= Maurice Clavel =

French writer, journalist, and philosopher (1920-1979)

Maurice Clavel (/fr/; 10 November 1920 – 23 April 1979) was a French writer, journalist, and philosopher.

==Early life==

Maurice Clavel was born on 10 November 1920 in Frontignan, Hérault to a family headed by a father who was a pharmacist. This conservative milieu of small shopkeepers in Languedoc led him to be an activist in the French Popular Party (FPP) in his hometown of Frontignan.

As a brilliant pupil, he got into the prestigious École Normale Supérieure in the Rue d'Ulm in Paris. There he became acquainted with Trotskyist Jean-Toussaint Desanti and Maurrassian Pierre Boutang. The latter, having been appointed in the Secretariat of Public Instruction, invited him to serve by his side under Marshal Philippe Pétain. Having just gotten his certificate of morale and sociology in Montpellier, Maurice Clavel accepted the offer but was soon disillusioned. While preparing a thesis on Immanuel Kant, he joined the Résistance (1942). As head of the French Forces of the Interior of Eure-et-Loir, he took part in the liberation of Chartres where he greeted General Charles de Gaulle on the cathedral's forecourt.

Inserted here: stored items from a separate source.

PR #2138, opened 2023-06-20
Remove usage of keytar

### LINKED ISSUE #2137: Keytar Migration Plan
Hello :wave: I'm Tyler from the VS Code team. I'm opening this issue because you use the [keytar](https://github.com/atom/node-keytar) shim that VS Code provides.

Keytar is [officially archived](https://github.com/atom/node-keytar) and not being maintained... In an effort to promote good security practices by _not_ depending on an archived piece of software for storing secrets, we are working on a plan to remove this shim from VS Code. We want to communicate this to you so we minimize the disruption due to this change, hence this issue. I know this isn't the best news... we had a fair amount of work to remove our dependency on keytar as well, but we believe this is the right thing to do to ensure extensions are using secure APIs.

There are a couple of options for you to consider:
* _(recommended)_ Use the [SecretStorage API](https://code.visualstudio.com/api/references/vscode-api#SecretStorage) that VS Code provides on the [ExtensionContext](https://code.visualstudio.com/api/references/vscode-api#ExtensionContext). This API is cross-platform and will work on all platforms that VS Code supports. It is also maintained by the VS Code team and will continue to be maintained and has been a part of the VS Code API for years at this point.
* _(not recommended)_ You can bundle the [keytar](https://github.com/atom/node-keytar) module with your extension. Keep in mind that keytar is a native node module which means that you will need to [publish a platform specific extension](https://code.visualstudio.com/api/working-with-extensions/publishing-extension#platformspecific-extensions) for each platform you want to support.

### Timeline

The current plan is to remove this shim from VS Code Insiders in **early July** which means that **August 2023's** stable release will be the first release without the shim.

### Questions?

If you have any questions, please feel free to ask them here. I will do my best to answer them as quickly as possible. Your cooperation is greatly appreciated :heart:

bwateratmsft:
Fixes #2137

Unresolved question--how do we want to deal with the data "disappearing"?


src/postgres/tree/PostgresServerTreeItem.ts
```diff
@@ -181,31 +182,30 @@ export class PostgresServerTreeItem extends AzExtParentTreeItem {
...
             const storedValue: string | undefined = ext.context.globalState.get(PostgresServerTreeItem.serviceName);
-            if (storedValue && ext.keytar) {
+            if (storedValue) {
                 // eslint-disable-next-line @typescript-eslint/no-unsafe-assignment
                 const servers: IPersistedServer[] = JSON.parse(storedValue);
                 for (const server of servers) {
                     if (server.id === this.id) {
                         this.partialConnectionString.username = server.username;
-                        this.partialConnectionString.password = await ext.keytar.getPassword(PostgresServerTreeItem.serviceName, this.id) || undefined;
+                        // TODO: keytar: migration plan?
```
bwateratmsft, line 207: TODO: do

src/tree/AttachedAccountsTreeItem.ts
```diff
@@ -310,7 +306,8 @@ export class AttachedAccountsTreeItem extends AzExtParentTreeItem {
                     isEmulator = (<IPersistedAccount>account).isEmulator;
                     label = isEmulator ? `${getExperienceFromApi(api).shortName} Emulator` : `${id} (${getExperienceFromApi(api).shortName})`;
                 }
-                const connectionString: string = nonNullValue(await keytar.getPassword(this._serviceName, id), 'connectionString');
+                // TODO: keytar: migration plan?
```
bwateratmsft, line 309: TODO: do

bwateratmsft: This is what the user is presented with:
image

There are no attach actions on this tree item, though. Should add them.

alexweininger: > There are no attach actions on this tree item, though. The user is forced to go through the command palette. Should add them.

If you merge with main, then you can use the new actions submenu. #2136

alexweininger:
image

image

Had to enter in credentials before doing any operations on a database within a postgres account. Worked as expected

alexweininger (approved):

At the Libération, he denounced the blind depuration and tried to save the heads of Robert Brasillach and Drieu La Rochelle. That did not prevent him from being a fervent activist in the Rally of the French People (RPF) whose acerbic criticism of communism got him to be accused by the French Communist Party (PCF) of being "Goebbels' voice". He then founded with Henri d'Astier de La Vigerie and André Figueras a newspaper called L'Essor. Meanwhile, he wrote plays directed by Jean Vilar like Les Incendiaires (The Incendiaries) in 1947 or La Terrasse de midi (The Noon Terrace) in 1949. But those failed, and as he was torn apart after breaking his relationship with the actor Silvia Monfort, Clavel accepted a professor tenure in the Carnot high school in Dijon.

Barely liked by his superiors, he soon got back to theatrical works when, in 1951, Jean Vilar appointed him as secretary-general of the Théâtre National Populaire. But his new play Malsameda (1954) as well as his first novel Une fille pour l'été (A Girl for the Summer, 1955) turned out to be failures too.

==Journalist==

===From 1955 to 1965===

In 1955, Clavel started his career as a journalist writing in Combat. Protesting, among other things, against the invasion of Hungary by Soviet tanks in 1956, and the use of torture in Algeria, he got involved with left-wing Gaullists in the Democratic Union of Labour in 1959.
Meanwhile, he went back to teaching as a philosophy professor in Camille Sée and Buffon High School in Paris, from 1960 to 1963. With Emmanuel Berl, he presented a daily radio programme Qui êtes-vous ? (Who are you?). But after the refusal by managers of the radio station to grant Jean Daniel a right of reply about Algeria, he resigned. The following year, after publishing Le Temps de Chartres (The Times of Chartres), he ceased his regular contribution to Combat. However, he kept supporting General De Gaulle's position on Algeria, who entrusted him to engage in a dialogue with Messali Hadj.

But the year 1965 marked a fracture in his political and philosophical evolution. First, he regained faith in the Catholic religion, a conversion triggered by his reading of a book by Paul Cochois about Pierre de Bérulle, the founder of the Oratorians congregation. Later, the Ben Barka affair in October of the same year led him to distance himself from De Gaulle. In an op-ed published in Le Monde on 15 June 1966, he sanctioned his breaking with the General while announcing to the press his availability to follow the Ben Barka trial as a judicial commentator. Thus he was contacted by Hector de Galard to follow the affair for Le Nouvel Observateur, starting in September 1966.

===After 1965===

Clavel started his contribution to Le Nouvel Observateur with virulent articles against the power, denouncing among others "the sharks and the gudgeons" (19 October 1966). The following year he contributed to the newspaper's TV column while he continued writing in Combat, and publishing novels such as La Pourpre de Judée (The Crimson of Judea) or Les Délices du genre humain (The Delights of Mankind, 1967).

May 1968 radicalised his political involvement. Perceiving the events of May as a "uprise of life" from a youth weary of consumption society, he found the revolutionary unrest similar to a party and even wished to lead the demonstrators on 13 May to assault the Élysée Palace. Within Le Nouvel Observateur, he supported the managers in the name of the need for responsible management, the loneliness of columnists, and individual responsibility. But outside he went to serve the most radical elements of the contestation leading him to leave his tenure as a philosophy professor at Buffon High School. He won the Prix Médicis for Le Tiers des étioles in 1972.

Clavel died on 23 April 1979 in Asquins, Yonne.